--- SUPPLIED MATERIAL Enclosed Below ---

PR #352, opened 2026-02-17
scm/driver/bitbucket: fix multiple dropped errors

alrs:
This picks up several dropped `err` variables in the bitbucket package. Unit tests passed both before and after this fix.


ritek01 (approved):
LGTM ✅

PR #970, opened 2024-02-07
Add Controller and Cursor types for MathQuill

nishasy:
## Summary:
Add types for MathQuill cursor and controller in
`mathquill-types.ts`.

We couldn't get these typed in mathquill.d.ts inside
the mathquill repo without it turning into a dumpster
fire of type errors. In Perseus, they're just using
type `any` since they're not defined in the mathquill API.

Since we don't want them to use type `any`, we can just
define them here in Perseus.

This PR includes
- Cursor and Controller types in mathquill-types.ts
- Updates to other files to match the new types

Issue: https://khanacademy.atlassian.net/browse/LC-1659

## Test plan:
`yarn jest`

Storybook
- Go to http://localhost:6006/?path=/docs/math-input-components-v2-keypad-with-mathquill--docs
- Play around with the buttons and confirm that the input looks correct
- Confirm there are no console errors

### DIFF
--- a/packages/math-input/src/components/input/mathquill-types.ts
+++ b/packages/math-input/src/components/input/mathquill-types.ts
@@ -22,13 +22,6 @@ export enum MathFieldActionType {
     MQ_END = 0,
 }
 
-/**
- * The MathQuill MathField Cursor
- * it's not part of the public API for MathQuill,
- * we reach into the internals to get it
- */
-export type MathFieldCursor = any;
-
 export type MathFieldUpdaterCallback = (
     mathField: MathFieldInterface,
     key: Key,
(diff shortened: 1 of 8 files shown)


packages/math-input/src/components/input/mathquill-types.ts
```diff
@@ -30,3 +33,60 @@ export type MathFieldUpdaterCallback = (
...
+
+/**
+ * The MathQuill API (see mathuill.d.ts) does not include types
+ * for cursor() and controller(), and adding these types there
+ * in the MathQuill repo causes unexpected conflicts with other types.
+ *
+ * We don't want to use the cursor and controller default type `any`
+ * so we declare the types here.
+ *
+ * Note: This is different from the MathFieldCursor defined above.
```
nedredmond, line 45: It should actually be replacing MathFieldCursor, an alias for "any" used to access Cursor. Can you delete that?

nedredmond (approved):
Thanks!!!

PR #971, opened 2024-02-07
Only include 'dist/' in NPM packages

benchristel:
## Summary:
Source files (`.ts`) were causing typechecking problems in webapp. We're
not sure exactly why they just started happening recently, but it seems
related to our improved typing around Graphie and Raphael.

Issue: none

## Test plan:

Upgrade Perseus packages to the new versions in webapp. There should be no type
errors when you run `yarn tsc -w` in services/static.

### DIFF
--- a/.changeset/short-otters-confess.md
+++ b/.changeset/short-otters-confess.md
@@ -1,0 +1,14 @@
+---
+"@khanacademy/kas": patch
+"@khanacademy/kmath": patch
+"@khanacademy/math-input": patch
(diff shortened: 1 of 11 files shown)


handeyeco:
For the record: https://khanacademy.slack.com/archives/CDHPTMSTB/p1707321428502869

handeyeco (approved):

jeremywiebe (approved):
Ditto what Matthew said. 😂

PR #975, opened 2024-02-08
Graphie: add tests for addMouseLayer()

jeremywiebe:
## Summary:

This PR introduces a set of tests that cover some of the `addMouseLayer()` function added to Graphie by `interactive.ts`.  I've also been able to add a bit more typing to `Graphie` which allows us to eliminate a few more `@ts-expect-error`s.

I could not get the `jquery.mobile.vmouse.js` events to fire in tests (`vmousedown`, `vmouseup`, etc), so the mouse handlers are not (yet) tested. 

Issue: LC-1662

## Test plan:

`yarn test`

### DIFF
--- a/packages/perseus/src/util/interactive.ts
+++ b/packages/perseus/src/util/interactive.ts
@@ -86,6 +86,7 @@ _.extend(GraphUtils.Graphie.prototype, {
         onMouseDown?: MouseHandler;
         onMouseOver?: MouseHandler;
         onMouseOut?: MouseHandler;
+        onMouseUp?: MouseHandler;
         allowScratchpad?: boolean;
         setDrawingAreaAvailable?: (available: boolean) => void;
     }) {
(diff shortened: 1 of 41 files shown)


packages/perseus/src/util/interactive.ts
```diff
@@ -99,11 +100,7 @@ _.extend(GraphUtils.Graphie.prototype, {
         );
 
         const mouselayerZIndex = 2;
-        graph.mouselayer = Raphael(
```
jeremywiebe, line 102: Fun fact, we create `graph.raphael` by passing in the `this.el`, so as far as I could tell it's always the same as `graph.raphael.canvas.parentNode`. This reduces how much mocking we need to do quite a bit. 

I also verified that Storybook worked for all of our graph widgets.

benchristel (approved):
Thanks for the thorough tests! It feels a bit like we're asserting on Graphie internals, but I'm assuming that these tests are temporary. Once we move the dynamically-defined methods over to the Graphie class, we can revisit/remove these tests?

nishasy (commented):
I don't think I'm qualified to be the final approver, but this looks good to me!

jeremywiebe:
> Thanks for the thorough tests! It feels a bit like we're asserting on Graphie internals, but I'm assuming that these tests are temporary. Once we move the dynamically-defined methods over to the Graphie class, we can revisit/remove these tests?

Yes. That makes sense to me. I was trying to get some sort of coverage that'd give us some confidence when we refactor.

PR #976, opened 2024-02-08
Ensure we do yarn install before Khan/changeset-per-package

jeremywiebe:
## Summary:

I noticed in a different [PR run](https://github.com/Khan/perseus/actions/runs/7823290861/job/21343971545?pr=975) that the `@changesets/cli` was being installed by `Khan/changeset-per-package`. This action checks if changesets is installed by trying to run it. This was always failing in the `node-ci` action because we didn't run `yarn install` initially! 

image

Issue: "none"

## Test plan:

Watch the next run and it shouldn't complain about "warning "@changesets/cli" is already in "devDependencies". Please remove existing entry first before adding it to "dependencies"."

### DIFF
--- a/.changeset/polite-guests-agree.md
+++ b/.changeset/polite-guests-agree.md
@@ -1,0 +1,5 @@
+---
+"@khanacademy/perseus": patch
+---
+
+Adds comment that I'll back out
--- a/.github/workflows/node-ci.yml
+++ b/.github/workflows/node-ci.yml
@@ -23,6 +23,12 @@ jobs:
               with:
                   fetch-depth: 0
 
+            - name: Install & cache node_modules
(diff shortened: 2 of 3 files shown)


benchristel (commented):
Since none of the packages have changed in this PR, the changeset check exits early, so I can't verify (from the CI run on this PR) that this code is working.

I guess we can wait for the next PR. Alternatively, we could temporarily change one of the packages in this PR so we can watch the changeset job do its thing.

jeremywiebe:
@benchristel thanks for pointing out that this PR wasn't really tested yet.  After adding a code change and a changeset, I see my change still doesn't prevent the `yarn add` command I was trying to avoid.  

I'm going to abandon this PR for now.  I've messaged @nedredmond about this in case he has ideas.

--- End of Enclosed SUPPLIED MATERIAL ---

● PROBLEM: Give the number of lines containing "yarn" in the entries, and no other text.

● SOLUTION TO THIS PROBLEM: 6